In natural language processing (NLP), RL methods, such as reinforcement learning with human feedback (RLHF), have been utilized to enhance model outputs by optimizing responses based on feedback signals. A specific variant, reinforcement learning with verifiable rewards (RLVR), extends this approach by utilizing automatic signals, such as mathematical correctness or syntactic features, as feedback, enabling the large-scale tuning of language models. RLVR is especially interesting because it promises to enhance models’ reasoning abilities without needing extensive human supervision. This intersection of automated feedback and reasoning tasks forms an exciting area of research, where developers aim to uncover how models can learn to reason mathematically, logically, or structurally using limited supervision.

A persistent challenge in machine learning is building models that can reason effectively under minimal or imperfect supervision. In tasks like mathematical problem-solving, where the correct answer might not be immediately available, researchers grapple with how to guide a model’s learning. Models often learn from ground-truth data, but it’s impractical to label vast datasets with perfect accuracy, particularly in reasoning tasks that require understanding complex structures like proofs or programmatic steps. Consequently, there’s an open question about whether models can learn to reason if they are exposed to noisy, misleading, or even incorrect signals during training. This issue is significant because models that overly rely on perfect feedback may not generalize well when such supervision is unavailable, thereby limiting their utility in real-world scenarios.

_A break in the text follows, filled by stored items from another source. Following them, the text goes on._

PR #321, opened 2017-01-02
I2c optimization and features

Zaltora:
Hi, i do some work on i2c.

Currently done:
Add custom delay to get true 400kHz at 160Mhz and  320KHz at 80Mhz ( cant be faster with 80 MHz for now )
Add status flag check ( usefull when more than one task use i2c ) ( Level 1 API dont start if bus busy) 
Rewrote comment (Update them)
Rework printf debug

My plans (need opinion):
-Selectable frequency. (100kHz / 400kHz )
-Add force option. ( if bus busy, stop com and start a new one  for level1 API)
-Add possibility to write and read 16 bit data.
-Change data from `i2c_slave_read(uint8_t slave_addr, uint8_t data, uint8_t *buf, uint32_t len)` to a data pointer. Function dont send register address when NULL. 
-Optional (if time permit): Add multiple i2c setting support.

What is better: 
Add new functions to include 16 bits possibility or add  data format to current function ?
Write a new "read" function without register data or change him to a pointer  ?   (other idea ?)

### DIFF
--- a/extras/i2c/i2c.h
+++ b/extras/i2c/i2c.h
@@ -103,7 +103,8 @@ bool i2c_status(void);
 //Level 1 API (Don't need functions above)
 
 /**
- * This function will allow you to force a transmission I2C, canceled the current one.
+ * This function will allow you to force a transmission I2C, cancel current transmission.
+ * Warning: Use with precaution. Don't use it if you can avoid it. Usefull for priority transmission.
  * @param state Force the next I2C transmission if true (Use with precaution)
  */
 void i2c_force_bus(bool state);
@@ -116,7 +117,7 @@ void i2c_force_bus(bool state);
  * @param len Number of byte to send
  * @return Non-Zero if error occured
  */
-int i2c_slave_write(uint8_t slave_addr, uint8_t *data, uint8_t *buf, uint32_t len);
+int i2c_slave_write(uint8_t slave_addr, const uint8_t *data, const uint8_t *buf, uint32_t len);
 
 /**
  * Issue a send operation of 'data' register adress, followed by reading 'len' bytes
@@ -127,7 +128,7 @@ int i2c_slave_write(uint8_t slave_addr, uint8_t *data, uint8_t *buf, uint32_t le
  * @param len Number of byte to read
  * @return Non-Zero if error occured
  */
-int i2c_slave_read(uint8_t slave_addr, uint8_t *data, uint8_t *buf, uint32_t len);
+int i2c_slave_read(uint8_t slave_addr, const uint8_t *data, uint8_t *buf, uint32_t len);
 
 #ifdef	__cplusplus
 }
--- a/extras/i2c/i2c.h
+++ b/extras/i2c/i2c.h
@@ -42,6 +42,7 @@ extern "C" {
  *  Some bit can be transmit slower.
  *  Selected frequency fix the speed of a bit transmission
  *  I2C lib take the maximum frequency defined
+ *  Don't change frequency when I2C transaction had begin
  */
 
 #ifdef I2C_FREQUENCY_500K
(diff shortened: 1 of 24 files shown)


resetnow:
I think using volatile variable for delay may produce different actual delay with different optimization levels. Even though it doesn't get any simpler than `addi` and `s32i` in a loop, compiler may still unroll the loop.

Something like this might produce more consistent results:

```C
uint32_t delay;
__asm volatile (
	"loop: movi %0, %1" "\n"
	"addi %0, %0, -1" "\n"
	"bnez %0, loop" "\n"
: "=a" (delay) : "i" (5));
```

You can fine-tune the speed by putting `nop` instructions after the loop.

extras/i2c/i2c.h
```diff
@@ -32,26 +32,71 @@
 extern "C" {
 #endif
 
-// Init bitbanging I2C driver on given pins
+// I2C driver for ESP8266 written for use with esp-open-rtos
+// Based on https://en.wikipedia.org/wiki/I²C#Example_of_bit-banging_the_I.C2.B2C_Master_protocol
+// With calling overhead, we end up at ~320kbit/s
+
+///////Level 0 API
```
resetnow: It's probably better to stick with a uniform comment style everywhere, i.e. `//`

Zaltora: okay, i will fix it.

Zaltora:
thank you for your help @resetnow , i had hesitate to use asm because i got problem when trying to replace fix value 5 by a variable :(.
I think, asm delay can be applied to ws2812 driver too for same reason?

resetnow:
>i got problem when trying to replace fix value 5 by a variable :(.

That's because this snippet is made to explicitly accept immediate arguments. To avoid magic numbers, maybe it makes sense to make 5 a macro. Using a variable is also possible (the same `movi` instruction is now generated by the compiler) :

```C
uint32_t delay = 5;
__asm volatile (
	"1: addi %0, %0, -1" "\n"
	"bnez %0, 1b" "\n"
: "=a" (delay));
```

>asm delay can be applied to ws2812 driver too for same reason

Likely yes.

Zaltora:
Update WIP:
-Added ASM delay.
-Added 100KHz, 400Khz or 500 KHz selection  ( measured ok but its Approximate)
-Added 16 bits data transfert I2C ( tested with ina3221 ok!)

Need feedback for these points:
**Rework transfert:** 
I had just created new api function for 16bits to show  prototype format and know if it is good for all to update 8bits functions like them and for all lib. I think this allows more choice of transfer for the library.
Added Improvement of error handling ( EBUSY and EIO ) : make sens or keep old system ?
```
bool i2c_slave_write(uint8_t slave_addr, uint8_t *buf, uint8_t len);
bool i2c_slave_read(uint8_t slave_addr, uint8_t data, uint8_t *buf, uint32_t len);
```
to
```
int i2c_slave_write(uint8_t slave_addr, uint8_t *data, uint8_t *buf, uint8_t len);
int i2c_slave_read(uint8_t slave_addr, uint8_t *data, uint8_t *buf, uint32_t len);
```

**Rework of flag system**:
For test, i created a new flag variable, Level 0 API dont check it right now. reason: dont include transfert timing when i prevent task change here:
```
static int i2c_bus_test(bool force)
{
    taskENTER_CRITICAL(); // To prevent task swaping after checking flag and before set it!
    bool status = flag ; // get current status
    if(force)
    {
        flag = true ; // force bus on
        taskEXIT_CRITICAL();
        if(status)
           i2c_stop(); //Bus was busy, stop it.
    }
    else
    {
        if (status)
        {
            taskEXIT_CRITICAL();
            debug("busy");
            taskYIELD(); // If bus busy, change task to try finish last com.
            return -EBUSY ;  // If bus busy, dont read
        }
        else
        {
            flag = true ; // Set Bus busy
            taskEXIT_CRITICAL();
        }
    }
    return 0 ;
}
```
I use this prevent to be sure than task don't change between a check and a set.I I dont want include time from " i2c_stop()", that why i created new flag. Everything is ok ? idea to improve this ? or maybe it is useless ?

only 16 bits transfert got the busy protection, i will update everything after feedback.

Zaltora:
I had doing some test with ina3221 example reworked.
One task read flag every 10 ms ;
Second task read value if flag good ;
No EIO error,  bus busy detected

Zaltora:
I will remove 16 bits api after update 8 bits function. Is not really usefull.

extras/i2c/i2c.h
```diff
@@ -27,16 +27,39 @@
...
+
+/*
+ *  Some bit can be transmit slower.
+ *  Selected frequency fix the speed of a bit transmission
+ *  I2C lib take the maximum frequency defined
+ */
+
+#ifdef I2C_FREQUENCY_500K
+#define I2C_CUSTOM_DELAY_160MHZ   6
+#define I2C_CUSTOM_DELAY_80MHZ    1   //Sry, maximum is 320kHz at 80MHz
```
resetnow: Something that could be done to squeeze the last bit of performance and go up to 400 kHz is avoiding `sdk_system_get_cpu_freq` call in the delay function. Instead, the state of cpu frequency can be cached into a `static uint8_t` variable at the beginning of the transaction. This way, there will be no actual `call0` performed at every delay call, only `l32r`, `l32i` and a comparison. The downside is that CPU frequency should not change during i2c transactions — a reasonable requirement IMO. 

I'm not saying you should implement this in this PR — you already did a lot of work. Just for future reference. I'm out of esp modules currently but I'll try to do it myself once I receive a new batch.

Zaltora: It is like a good idea to get performance like this  and store frequency at `i2c_start() `for example but the link will be less secure for a special case (Probability very low, but murphy is here ). 
When you start a transaction, if the task change and second task change frequency ( 80 => 160 ) , when the i2C link come back, delay will be very low and frequency will be high ( approximately  800KHz for 400KHz base link ). Can expect EIO error.  Of course user can prevent this manually with status from i2c bus when he need change frequency or doing some treatments from this error. The component can support high frequency too.

Zaltora:
The new api will look like this :
```
int i2c_slave_write(uint8_t slave_addr, uint8_t *data, uint8_t *buf, uint32_t len, bool force);
int i2c_slave_read(uint8_t slave_addr, uint8_t *data, uint8_t *buf, uint32_t len, bool force);
```
I think that all lib can be update with Level 1 API .  Level 0 API dont implement flag security. Even if we got i2c_status(), Level 1 API is more secure.

extras/i2c/i2c.h
Zaltora: `a reasonable requirement IMO`  Okay then :)

Zaltora:
It is better that each lib do special treatment when I2C bus busy or that level 1 API  retry each time busy line detected ? Can be infinite loop if I2C bus permanently used by other task.

resetnow:
Usually multiple tasks share a semaphore that restricts access to a single task. I don't think this should be implemented inside the library.

Zaltora:
hi, i have done few fixes and test.  I think core I2C work well now. Need tests for some library to confirm that changes on  i2c components lib is good. i will do some test again on i2c frequency. Already tested with example:
-ssd1306  ok
-ds3231 lok
-ina3221 ok
-bmp280 ok

resetnow:
I looked over this yesterday and here are my thoughts:

1. Do we really need to pass register address as a pointer? 90% of devices with i2c I worked follow the pattern slave_address — reg_address — data. For the few of those doing it differently the read/write sequence can be implemented separately.
2. Do we really need to pass force flag with every read/write? It seems to me that forcefully stopping existing communication isn't something you would want to do often.

Zaltora:
Hi @resetnow , thank you for your feedback. Interesting thing.
1- I have choice to create one function because i was thinking that is not so much less used like you said. I use many sensors that need raw reads and some components that use register can be read without specify a register to be faster when reading a lot of data ( when start from 0 or when you know already where is the current register pointer  for example ). I'm not against the option of having two functions because I hesitated to do it. If it is better, i can do it.

2- you are right,  we will not use this often. In my case i want do some priority reading on a specific sensor with a timer.  Just thinking to add 1 function like 
i2c_force_bus();  => This function will force the next transaction level 1 api. you need rearm it or
i2c_force_bus(bool state); => This function will force all i2c until he is setting off

What did you think ?

resetnow:
I'll wait for some feedback from others.

andree182:
Ad 1) - I vote for having the pointer. Just make it (const uint_8*). Same for the write.

andree182:
Is there some blocker regarding this? Or is it simply not going to get merged?

resetnow:
@sheinz @UncleRus what do you think?

Zaltora:
I use this PR in my project. No problem detected with library i use (ds3231, ina3221, bmp280, ...). I have done some test with multi-task I2C without using semaphore. Reading and writing work well. Busy line properly detected.
I have done some test with forced option too. Didn't see problems. ( I mostly read device than write into them)
Some frequency bus need to be adjusted but it is fine.

I got not time right now but i was thinking to add bus system like SPI lib or Softuart and remove all I2C init from some library. It can be done in an other PR.

UncleRus:
@resetnow For me, this PR is good enough.

UncleRus:
Going to merge it if no objections.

Several existing techniques aim to enhance models’ reasoning abilities through reinforcement learning (RL), with RLVR being a key focus. Traditionally, RLVR has used “ground truth” labels, correct answers verified by humans or automated tools, to provide rewards during training. Some approaches have relaxed this requirement by using majority vote labels or simple format-based heuristics, such as rewarding answers that follow a specific output style. Other methods have experimented with random rewards, offering positive signals without considering the correctness of the answer. These methods aim to explore whether models can learn even with minimal guidance, but they mostly concentrate on specific models, such as Qwen, raising concerns about generalizability across different architectures.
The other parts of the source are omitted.